Antes de empezar, lo cierto es que desconozco su edad y, espero no ser imprudente ante la sugerencia que le daré; tenga próximo a usted una bebida adecuada para pasar los posibles tragos amargos de los que hablaremos hoy. Confío en que no habrá inconveniente si dialogamos acerca del amor. Bueno, un amor en particular, aquel que corresponde a la juventud temprana. Sin importa su edad, empezaré por ser yo quien abra el baúl de sus recuerdos. Cada quien sabrá si los recuerdos correspondientes tienen dos, diez, o cincuenta años. No importa la edad, parece pertinente de vez en cuando echar un vistazo a nuestros aprendizajes, y para esta ocasión le propongo recordar y examinar los lamentos que por amor hemos sufrido, así como las situaciones en las que fuimos acechados por el pensamiento de la persona amada, hasta el punto en el que hemos sentido una asfixiante necesidad de confesar nuestro sentir ¿Por qué sería esto relevante? Dice el filósofo danés, Sören Kierkegaard:

<<Es perfectamente cierto, como dicen los filósofos, que la vida debe ser entendida mirando hacia atrás. Pero olvidan la otra proposición: que debe ser vivida mirando hacia delante. Y si uno reflexiona sobre esa proposición, se hace cada vez más evidente que la vida no puede ser entendida en el tiempo simplemente porque en ningún momento particular puedo encontrar el necesario momento de reposo desde el que entenderla…hacia atrás.[2]>>


[Bien, este es el momento de reposo]


Es probable que yo estuviera en preparatoria cuando la música de trova me empezó a mover de maneras escalofriantes. Escuchaba canciones como Hoy ten miedo de mí, Entre pairos y derivas, Brazos de Sol, Cerca del amor, A punto de Turrón, etc., y yo de verdad sentía que el alma se me desbordaba. De pronto, las palabras tenían tanto sentido y significado que, no quería salir de aquella atmósfera musical. Conociendo esas nuevas emociones tan exaltadas, me sentía como una poetisa. Recreaba mi mundo de tal manera que no cesara el goce de la sensación de estar pasmada. No quería dejar de ser, gustosamente, una dócil víctima en la imparable persecución del nombre e imagen de la persona que amaba.

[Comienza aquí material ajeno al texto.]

PR #2179, opened 2023-09-22
Add configuration option for AWS Athena pagination.

thomasvn:
## What does this PR change?

* Adds a configuration option for max results returned by an Athena query.
* Should be configurable via the `cloud-integration.json`. Requires further testing.

* Adds configurability for https://github.com/opencost/opencost/pull/2171
* Similar to https://github.com/opencost/opencost/pull/2141

* If the ingestion of CloudCosts results in Athena queries with result sets that are too large, this config can be tuned.

* None

## How was this PR tested?

* Not yet. Will need to tune the parameter and see how it affects queries in my deployment.

* Yes, will do.

*

### DIFF
--- a/pkg/cloud/aws/athenaconfiguration.go
+++ b/pkg/cloud/aws/athenaconfiguration.go
@@ -9,14 +9,15 @@ import (
 
 // AthenaConfiguration
 type AthenaConfiguration struct {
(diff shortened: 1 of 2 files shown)


thomasvn:
Not needed at this time. I will maybe return to this at a later point.

PR #2180, opened 2023-09-25
Add "mimir" to info log message

skl:
## What does this PR change?
* Add "mimir" to info log message

* No

* Improves log messaging for mimir users

## How was this PR tested?
* There don't appear to be any tests for these files.

* No

*


Pokom (approved):
Simple enough change and helps clarify when this error message is stated.

Possible improvement for a later time would be to check which type of client is being instantiated and skip the configuration all together, but that would require a bit of refactor.

cliffcolvin (approved):
Easy enough change. Thanks for adding this @Pokom.

PR #2184, opened 2023-09-28
Remove redundant `len` and `nil` check before loop

Juneezee:
## What does this PR change?

From the Go specification (https://go.dev/ref/spec#For_range):

> "1. For a nil slice, the number of iterations is 0."
> "3. If the map is nil, the number of iterations is 0."

`len` returns 0 if the slice or map is nil (https://pkg.go.dev/builtin#len). Therefore, having these checks before a loop is unnecessary:

- `len(v) != 0`
- `len(v) > 0`
- `v != nil`

No.

No user-facing change.

## How was this PR tested?
`go build ./...` and `go test ./...`

No.

No. External contributor cannot label PR.

### DIFF
--- a/pkg/cloud/aws/provider.go
+++ b/pkg/cloud/aws/provider.go
@@ -1822,11 +1822,9 @@ func (aws *AWS) isDiskOrphaned(vol *ec2Types.Volume) bool {
 	}
 
 	// Do not consider volume orphaned if volume is attached to any attachments
-	if len(vol.Attachments) != 0 {
-		for _, attachment := range vol.Attachments {
-			if attachment.State == AttachedState {
-				return false
-			}
+	for _, attachment := range vol.Attachments {
+		if attachment.State == AttachedState {
+			return false
 		}
 	}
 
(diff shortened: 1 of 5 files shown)


Juneezee (commented):
Tip: Hide the whitespace to make the diff easier to read

image

image

AjayTripathy:
Thank you for this PR. I suspect these hooks were left in the code to quickly add an 

else {
  // log error
}

since many of these seem to imply exceptional cases except for this https://github.com/opencost/opencost/pull/2184/files#diff-084f229ce009968d50ab3e5cbeb8ff6f42eb0fd08fdc7b9d027f6931d47ea483R1765

Juneezee:
@cliffcolvin Friendly ping :smiley:

AjayTripathy:
Hey @Juneezee I think we'd rather log something about these values being nil in an else clause, as I mentioned earlier, than drop the if altogether since these cases feel exceptional.

pkg/cloud/aws/provider.go
Juneezee, line 1: This one is redundant. I don't think we need a `log`.

pkg/costmodel/costmodel.go
Juneezee, line 1: This one is redundant. I don't think we need a `log`.

pkg/costmodel/metrics.go
Juneezee, line 1: This one is redundant. I don't think we need a `log`.

Juneezee (commented):
@AjayTripathy Updated. Please take a look again. Thanks!

mattray:
@AjayTripathy do you want to take a quick look?

PR #2187, opened 2023-10-01
use a default ratio to avoid issues with NaN ratios

AjayTripathy:
## What does this PR change?
* Uses some simple default ratios to stop a NaN from propagating throughout the application

* No

* Users will be able to set default pricing to zero if they so choose.

## How was this PR tested?
* Set CPU and RAM to zero in default pricing

* No

* Yes


pkg/costmodel/costmodel.go
```diff
@@ -1161,14 +1161,14 @@ func (cm *CostModel) GetNodeCost(cp costAnalyzerCloud.Provider) (map[string]*cos
...
+				log.Warnf("cpuToRAMRatio[defaultCPU: %f / defaultRAM: %f] is NaN. Setting to 10.", defaultCPU, defaultRAM)
+				cpuToRAMRatio = 10
 			}
 
 			gpuToRAMRatio := defaultGPU / defaultRAM
 			if math.IsNaN(gpuToRAMRatio) {
-				log.Warnf("gpuToRAMRatio is NaN. Setting to 0.")
-				gpuToRAMRatio = 0
+				log.Warnf("gpuToRAMRatio is NaN. Setting to 100.")
+				gpuToRAMRatio = 100
```
lmello, line 1177: Is there any reason behind setting the ratio to 100, instead of other value?  
I understand that setting it to zero as it was before would result in NaN in other parts of the code, what would be the impact on the cost calculation by setting it to 100 by default (if the ratio is NaN) ?

AjayTripathy: These are basically magic constants as written today-- if the user doesn't supply the ratio we're just saying charge 1 GPU 100x as much as 1 GB as RAM.

lmello: thank you for the explanation.

cliffcolvin (approved):
LGTM

PR #2208, opened 2023-10-09
Use spot custom prices when spot node determined

legigor:
## What does this PR change?
* During the evaluation of the AKS cluster, I discovered that allocation costs significantly differ from what I expected.
* CostPerCPUHr for the allocation was 0.039, as well as other hourly costs
* In the pod's log lot of messages keep dropping:
  ```
  INF starting download retail price payload from "https://prices.azure.com/api/retail/prices?$skip=0&currencyCode='USD'&$filter=armRegionName+eq+%27centralus%27+and+armSkuName+eq+%27Standard_NC4as_t4_v3%27"
  ```

* When tested this URL with cURL, I got the empty response `[ [ ] ]`
* So, according to the code and comments, when no downloaded price data available, it uses default configured pricing data
* And here it comes that the spot node's cost used in allocation is the non-spot default price

More details not related to the given PR:

The problem is that Azure API is case-sensitive. Using `Standard_NC4as_T4_v3` in the query instead of `Standard_NC4as_t4_v3` returned the valid result. 

* It will significantly improve allocation cost precision for AKS users.

## How was this PR tested?
* Couldn't establish the proper unit test environment for the given function, so I tested it on my test Azure account.

* Nope, it fixes the bug in encapsulated logic.

* Yes, I'd recommend to include it to the nearest release


mattray:
Thanks for the PR! I'm going to refer this over to Kubecost Engineering to see about getting it into the next release.

AjayTripathy:
This won't make v107 but @cliffcolvin can we review once that's out the door and put in a patch?

nickcurie:
This change looks good to me. Lets make sure we rebase this with the latest opencost changes. cc: @cliffcolvin

cliffcolvin (approved):
LGTM and thanks @nickcurie for loading this up and doing some testing! I am going to resolve conflict and merge.

PR #2211, opened 2023-10-11
Implement Clone() for NodeOverhead so it shows up in accumulated results

michaelmdresser:
## What does this PR change?
* Implements `Clone()` for Node Overhead. Accumulated Asset API results will now be able to show Node Overhead.
* Adds small unit test for `Clone()` using `Equal()` which necessitated a change to `Equal()` for Asset properties and Breakdown.

For reviewers, copied from a commit message:
> The full test is of (*Node).Equal() which necessitated a change to
> equality for Breakdown and Properties.
> 
> It is odd to say that two things which are nil pointers of the same type
> are unequal (the old behavior). I think this is an acceptable change.
> The risk revolves around any functionality which expects Equal() to fail
> on two nil pointers -- I sincerely hope that nothing behaves this way.

* N/A

* Overhead will appear in accumulated Asset API responses

* Relates to https://kubecost.atlassian.net/browse/SELFHOST-811

## How was this PR tested?
* New unit test
* Ran KC locally and observed Overhead show up in accumulated Asset API responses -- it was not showing up before

* N/A

### DIFF
--- a/pkg/kubecost/asset.go
+++ b/pkg/kubecost/asset.go
@@ -1589,6 +1589,10 @@ func (b *Breakdown) Clone() *Breakdown {
 
 // Equal returns true if the two Breakdowns are exact matches
 func (b *Breakdown) Equal(that *Breakdown) bool {
+	if b == nil && that == nil {
+		return true
+	}
+
 	if b == nil || that == nil {
 		return false
 	}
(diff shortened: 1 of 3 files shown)


AjayTripathy:
so cool!

ameijer (approved):
LGTM

nikovacevic:
I can explain the `nil != nil` thing -- I have always treated `null` and other such values as "not equal to anything," which is how some paradigms do it. But now I actually think that's not appropriate, so I agree that `nil` should equal `nil` here. (For a nice justification see the accepted answer here https://stackoverflow.com/questions/75267/in-how-many-languages-is-null-not-equal-to-anything-not-even-null)

pkg/kubecost/asset.go
```diff
@@ -1889,6 +1893,32 @@ func (n *NodeOverhead) SanitizeNaN() {
...
+	}
+	if n != nil && other == nil {
+		return false
+	}
+	if n == nil && other == nil {
+		return true
+	}
+
+	// This is okay because everything in NodeOverhead is a value type.
+	return *n == *other
```
nikovacevic, line 1908: Ah so nice

nikovacevic: (Slightly tricky if that condition every changes... but these are tricky funcs to remember to update not matter what.)

nikovacevic (approved):

PR #2222, opened 2023-10-19
Open source CloudCost ingestion

Sean-Holcomb:
## What does this PR change?
This PR adds an ingestion pipeline and querying endpoints for CloudCost. This works by creating an in memory store where CloudCosts are held for querying. Queries are performed by combining results from multiple integrations which are each filtered and aggregated individually.

### API 
Included are several endpoints for working with CloudCosts, details on using these endpoints will be included in documentation.
Endpoints for querying CloudCost:
`/cloudCost`
`/cloudCost/view/graph`
`/cloudCost/view/totals`
`/cloudCost/view/table`
Endpoints for managing the Pipeline:
`/cloudCost/status`
`/cloudCost/rebuild`
`/cloudCost/repair`
Endpoints for managing configurations:
`/cloud/config/export`
`/cloud/config/enable`
`/cloud/config/disable`
`/cloud/config/delete`

### Other Changes
This PR also contains some changes to packaging a variable types here is a non exhaustive list of those changes
- CloudCost integrations now have a GetStatus() func that returns a  cloud.ConnectionStatus rather than GetConnectionStatus() which return a string. Other changes in the provider specific package are mainly repackaging and changes to the way Connection Status is updated, this addresses https://kubecost.atlassian.net/browse/SELFHOST-862
- CostMetricName consts now replace string consts of the same values, ParseCostMetricName is used in all places a string needs to be validated as a CostMetricName
-  CloudCostSet.Aggregate()  now interprets an []string{} to mean aggregate all with "" as the key
- CloudCostSetRange references to window have been removed as it is largely an unused field. The field has not been removed because of challenges with updating the bingen Codex. One option would be to remove it from the codex since that struct does not need to be binary encoded.
- CloudCostSetRange.Accumulate() has been moved to CloudCostSetRange.AccumulateAll() to make room for a Accumulate function that takes an AccumulateOption.

* 

* 

* Closes ...

## How was this PR tested?
* 

* Documentation for API and Configuration is in progress

*


pkg/cloud/config.go
```diff
@@ -17,6 +17,7 @@ type Config interface {
 type KeyedConfig interface {
 	Config
 	Key() string
+	Provider() string
```
Sean-Holcomb, line 20: Adding this function to the interface allows to removal of the GetProviderFromIntegration helper function which needed to be updated elsewhere

pkg/kubecost/cloudcostprops.go
```diff
@@ -156,10 +155,22 @@ func (ccp *CloudCostProperties) Intersection(that *CloudCostProperties) *CloudCo
...
+	CloudCostProviderProp,
+	CloudCostInvoiceEntityIDProp,
+	CloudCostAccountIDProp,
+	CloudCostCategoryProp,
+	CloudCostServiceProp,
+	CloudCostProviderIDProp,
+}
+
+// GenerateKey takes a list of properties and creates a "/" seperated key based on the values of the requested properties.
+// Invalid values are ignored with a warning. A nil input returns the default key, while an empty slice  returns the empty string
```
Sean-Holcomb, line 168: empty slice meaning aggregate all is a new feature here that has. There is a risk here of regression occuring else where because of this

pkg/proto/http.go
```diff
@@ -0,0 +1,209 @@
+package proto
```
Sean-Holcomb, line 1: This package was moved over, but not deleted in KCM to avoid even more files being pulled into these PRs

pkg/kubecost/cloudcost.go
```diff
@@ -371,9 +372,12 @@ func (ccs *CloudCostSet) Clone() *CloudCostSet {
...
 func (ccs *CloudCostSet) cloneSet() *CloudCostSet {
-	aggProps := make([]string, len(ccs.AggregationProperties))
-	for i, v := range ccs.AggregationProperties {
-		aggProps[i] = v
+	var aggProps []string
+	if ccs.AggregationProperties != nil {
+		aggProps = make([]string, len(ccs.AggregationProperties))
+		for i, v := range ccs.AggregationProperties {
+			aggProps[i] = v
+		}
```
Sean-Holcomb, line 380: This is an example of the second order effects of using []string{} to mean aggregate all. Clone was replacing nil with []string{} causing cloned cloudcostsets to aggregate all

nikovacevic (approved):

AjayTripathy:
@Sean-Holcomb mind signing DCO and syncing branch so we can merge?

PR #2251, opened 2023-10-27
Nil out overhead when adding nil to non-nil

michaelmdresser:
## What does this PR change?
* When adding a Node with nil overhead to one with non-nil overhead, the resulting overhead is now nil. This avoids hiding unknowns.

## How was this PR tested?
* New unit test


cliffcolvin (approved):
LGTM

PR #2255, opened 2023-10-30
check for nil struct before sanitizing

ameijer:
## What does this PR change?
* adds nil guards for sanitization. If the structs are nil we should not sanitize as it will through nil panic

* none

* prevents panics in edge cases 

* Closes ...

## How was this PR tested?
* covered by unit testing 

* 

*


cliffcolvin (approved):
LGTM

PR #2443, opened 2024-01-10
Fix azure cluster management price

sachin-rafay:
## What does this PR change?
* Currently, cluster management cost for AKS is being reported as $0. The cluster management cost depends upon the tier of the AKS cluster. The tier of the AKS cluster can be changed. The change in this PR takes the cluster's name and resource group name as environment variables and calls Azure API to get the tier of the cluster every 15 minutes. The price according to the tier is then reported as cluster management cost.

* Not that I am aware of

* If the users configure Azure cluster name and resource group name as environment variables, they will be able to get cluster management cost of their AKS cluster. 

* Closes ...

## How was this PR tested?
* This PR was tested on an AKS cluster on Free, Standard and Premium tiers.

* Yes, the environment variable change may require change in documentation

### DIFF
--- a/pkg/cloud/azure/provider.go
+++ b/pkg/cloud/azure/provider.go
@@ -925,25 +925,28 @@ func (az *Azure) DownloadPricingData() error {
 
 	envManagedClustersName := env.GetAzureClusterName()
 
-	err = az.refreshClusterManagementPricing(config, envResourceGroupName, envManagedClustersName)
-	if err != nil {
-		log.Errorf("error getting managed cluster cost: %s", err.Error())
-	}
+	if envResourceGroupName != "" && envManagedClustersName != "" {
 
-	// AKS Tier can change. So we need to refresh the tier information to get the cluster management cost.
-	go func() {
-		defer errs.HandlePanic()
-
-		for {
-			log.Infof("Azure AKS Tier Refresh scheduled in %.2f minutes.", AzureAksTierRefreshDuration.Minutes())
-			time.Sleep(AzureAksTierRefreshDuration)
-
-			err := az.refreshClusterManagementPricing(config, envResourceGroupName, envManagedClustersName)
-			if err != nil {
-				log.Errorf("error getting managed cluster cost: %s", err.Error())
-			}
+		err = az.refreshClusterManagementPricing(config, envResourceGroupName, envManagedClustersName)
+		if err != nil {
+			log.Errorf("error getting managed cluster cost: %s", err.Error())
 		}
-	}()
+
+		// AKS Tier can change. So we need to refresh the tier information to get the cluster management cost.
+		go func() {
+			defer errs.HandlePanic()
+
+			for {
+				log.Infof("Azure AKS Tier Refresh scheduled in %.2f minutes.", AzureAksTierRefreshDuration.Minutes())
+				time.Sleep(AzureAksTierRefreshDuration)
+
+				err := az.refreshClusterManagementPricing(config, envResourceGroupName, envManagedClustersName)
+				if err != nil {
+					log.Errorf("error getting managed cluster cost: %s", err.Error())
+				}
+			}
+		}()
+	}
 
 	return nil
 }
--- a/pkg/cloud/azure/provider.go
+++ b/pkg/cloud/azure/provider.go
@@ -922,16 +922,10 @@ func (az *Azure) DownloadPricingData() error {
 	}
 
 	envResourceGroupName := env.GetAzureResourceGroupName()
-	if envResourceGroupName != "" {
-		config.AzureResourceGroupName = envResourceGroupName
-	}
 
 	envManagedClustersName := env.GetAzureClusterName()
-	if envManagedClustersName != "" {
-		config.AzureClusterName = envManagedClustersName
-	}
 
-	err = az.refreshClusterManagementPricing(config)
+	err = az.refreshClusterManagementPricing(config, envResourceGroupName, envManagedClustersName)
 	if err != nil {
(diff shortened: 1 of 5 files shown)


mattray:
@sachin-rafay good catch! I'll get this into Kubecost Engineering to verify it's an issue across the board.

mattray:
@r2k1 have you observed this issue?

sachin-rafay:
Hi @mattray, @r2k1 Is there an issue with this fix? Do I need to change anything?

r2k1:
AKS indeed has a charge for managed clusters. But I don't know whether the opencost handles it

AjayTripathy:
Seems reasonable to me to add this. We'll get this reviewed!

sachin-rafay:
Can someone please review it? cc: @AjayTripathy

AjayTripathy:
cc @cliffcolvin can you help get this reviewed?

pkg/cloud/models/models.go
```diff
@@ -181,6 +181,8 @@ type CustomPricing struct {
 	AzureStorageContainer        string `json:"azureStorageContainer"`
 	AzureContainerPath           string `json:"azureContainerPath"`
 	AzureCloud                   string `json:"azureCloud"`
+	AzureResourceGroupName       string `json:"azureResourceGroupName"`
+	AzureClusterName             string `json:"azureClusterName"`
```
Sean-Holcomb: I would prefer to avoid routing additional values through through the custom pricing struct, and this does not seem necessary as the env variables can be checked at the beginning of the price checking process without saving them here.

pkg/env/costmodelenv.go
```diff
@@ -23,6 +23,8 @@ const (
 	AzureOfferIDEnvVar                   = "AZURE_OFFER_ID"
 	AzureBillingAccountEnvVar            = "AZURE_BILLING_ACCOUNT"
 	AzureDownloadBillingDataToDiskEnvVar = "AZURE_DOWNLOAD_BILLING_DATA_TO_DISK"
+	AzureResourceGroupEnvVar             = "AZURE_RESOURCE_GROUP_NAME"
+	AzureClusterNameEnvVar               = "AZURE_CLUSTER_NAME"
```
Sean-Holcomb, line 27: would it be possible to get these values from the kubernetes api without having them configured. At a glance the node label `kubernetes.azure.com/cluster` and the providerID seem to hold the relevant values, although there may be formatting challenges .

pkg/cloud/models/models.go
Sean-Holcomb: since they are Azure specific values I would prefer them to be properties of the Azure struct.

Sean-Holcomb (commented):
The general approach looks good for getting cluster pricing data, I just have a few qualms about the configuration and handling of values. 

I mentioned that you could possibly draw these values from the kubernetes API rather than configuring them via env variable. You have access to nodes in the cluster at the creation time of the Azure provider struct and could gather and set the values at some point around here https://github.com/opencost/opencost/blob/68d15105f958ed6ebb81af4c6a91f8ede0417ee2/pkg/cloud/provider/provider.go#L161

pkg/cloud/models/models.go
sachin-rafay: Thanks for the suggestion. Fixed it.

pkg/env/costmodelenv.go
sachin-rafay: Thanks for the suggestion. Fixed it.

sachin-rafay:
@Sean-Holcomb It seems like underscore is allowed in both resource group name and cluster name. My assumption was that AKS cluster name will not have underscore. Please give me more time to find another way to get either resource group or cluster name. If you have any pointers, can you please share?

pkg/env/costmodelenv.go
sachin-rafay: @Sean-Holcomb Thanks for the suggestion. Underscore is allowed in both resource group name and cluster name. So, it is not possible to parse using node labels. Can you please share another way to do it?

pkg/cloud/models/models.go
sachin-rafay: Thanks for the review @Sean-Holcomb . Fixed it. Please review.

pkg/cloud/azure/provider.go
```diff
@@ -916,6 +921,30 @@ func (az *Azure) DownloadPricingData() error {
 		}()
 	}
 
+	envResourceGroupName := env.GetAzureResourceGroupName()
+
+	envManagedClustersName := env.GetAzureClusterName()
+
+	err = az.refreshClusterManagementPricing(config, envResourceGroupName, envManagedClustersName)
```
Sean-Holcomb: Can we wrap all of this in an if statement so that we are not running it if these env variables are not set.

Sean-Holcomb (commented):
If you would still like to get this merged, can we write up some documentation on the values that need to be configured

pkg/cloud/azure/provider.go
sachin-rafay: Done

sachin-rafay:
@Sean-Holcomb I can update the doc. Can you please point me to the file I need to update? 

Docs change:
When using OpenCost for an AKS cluster, to get the cluster management cost, 2 environment variables need to be configured:
1. AZURE_RESOURCE_GROUP_NAME : the resource group in which the cluster was created
2. AZURE_CLUSTER_NAME : the name of the AKS cluster

Sean-Holcomb:
This would be the file https://github.com/opencost/opencost-website/blob/main/docs/configuration/azure.mdx

PR #2450, opened 2024-01-13
add breakdown struct to summary alloc

nickcurie:
## What does this PR change?
* 

* https://github.com/kubecost/kubecost-cost-model/pull/2048

* 

* Closes ...

## How was this PR tested?
* 

* 

*

### DIFF
--- a/pkg/kubecost/summaryallocation.go
+++ b/pkg/kubecost/summaryallocation.go
@@ -39,6 +39,7 @@ type SummaryAllocation struct {
 	SharedCost             float64               `json:"sharedCost"`
 	ExternalCost           float64               `json:"externalCost"`
 	Share                  bool                  `json:"-"`
+	SharedCostBreakdown    SharedCostBreakdowns  `json:"sharedCostBreakdown"`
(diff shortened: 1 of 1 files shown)


pkg/kubecost/summaryallocation.go
```diff
@@ -39,6 +39,7 @@ type SummaryAllocation struct {
 	SharedCost             float64               `json:"sharedCost"`
 	ExternalCost           float64               `json:"externalCost"`
 	Share                  bool                  `json:"-"`
+	SharedCostBreakdown    SharedCostBreakdowns  `json:"sharedCostBreakdown"`
```
ameijer, line 42: Nick, I assume you are including this because the allocations object isn't built by this function, and therefore have no way to return this to the FE? 

If so, my vote would be to wait until https://kubecost.atlassian.net/browse/SELFHOST-284 gets implemented, which would address this issue. I am not crazy about changing API behavior just to work around our own planning snafu that I introduced

nickcurie:
closing since we are not adding shared cost breakdown to summary allocation

PR #2456, opened 2024-01-17
Download Azure billing CSV to filesystem, instead of holding in memory

thomasvn:
## What does this PR change?
* Downloads the Azure billing CSV to the filesystem, instead of holding it in memory

* No

* For users with large Azure bills, this configuration should consume less memory.

* None

## How was this PR tested?

```sh
export CONFIG_PATH="/tmp/localrun/default"
export PROMETHEUS_SERVER_ENDPOINT="http://127.0.0.1:9080"
export CLOUD_COST_ENABLED="true"
mkdir -p $CONFIG_PATH/cloud-integration/
cp ~/cloud-integration.json $CONFIG_PATH/cloud-integration/cloud-integration.json

# Validated CloudCost ran as expected.
# Validated that Azure billing CSV files got downloaded to /tmp/localrun/default/db/cloudcost.
go run cmd/costmodel/main.go
```

* Not yet.

*


pkg/cloud/azure/storagebillingparser.go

El 30 de agosto de 1855, Kierkegaard redacta El Instante No. 7, donde habla del peligro de los poetas. Esto me recuerda mucho a esta ingenua actitud que tenía del amor. De tal suerte que, aclaro, emplearé esa concepción de los poetas para aludir a la posible actitud que adoptamos en la juventud. No es que, como Platón, quiera desterrar a los poetas. Es simplemente una metáfora, con la cual tal vez se facilite la dirección de la meditación. Pienso que cuando somos jóvenes, el amor nos vuelve poetas;


<< El poeta se rige sólo por la imaginación; produce lo bueno, lo elevado, lo desinteresado, lo magnánimo, etc., acorde con la distancia entre la imaginación y la realidad. Y a esa distancia, ¡cuán encantador es lo bello, lo noble, lo desinteresado, lo magnánimo, etc.! Si esto por lo contrario, estuviera tan cerca que, me obligara a hacerlo realidad, porque aquel que lo ha producido no era un poeta, sino un hombre de carácter, un testigo de la verdad, que él mismo lo hizo realidad para sí, ¡qué terrible, no se podría soportar![3]>>


El amor de la juventud, sin experiencia, requiere recursos para construir y dar sentido a ese nuevo sentir que abruma con intensidad. Esos recursos son provistos por la imaginación. O, dicho de otro modo, por el espíritu del poeta. Nuestra mente, secuestrada por la imaginación y dirigida por el corazón, se dedican con esmero a crear los escenarios más bellos, con detalles esculpidos, y repetición infinita de las escenas favoritas… hasta que el director grite ¡Corte!, lo cual tal vez sólo ocurre debido a razones que, desde el exterior, despiertan a la mente. Claro, como dice Kierkegaard, a esa distancia de la realidad, todo es hermoso. Y mientras más imaginario tengamos, más autoengañados estaremos, pues más lejanos estaremos de la realidad. Pero esto no importa cuando se vive la emoción por primera vez. Pero falta la llegada de experiencia (de la realidad) para conocer que el daño fue hecho.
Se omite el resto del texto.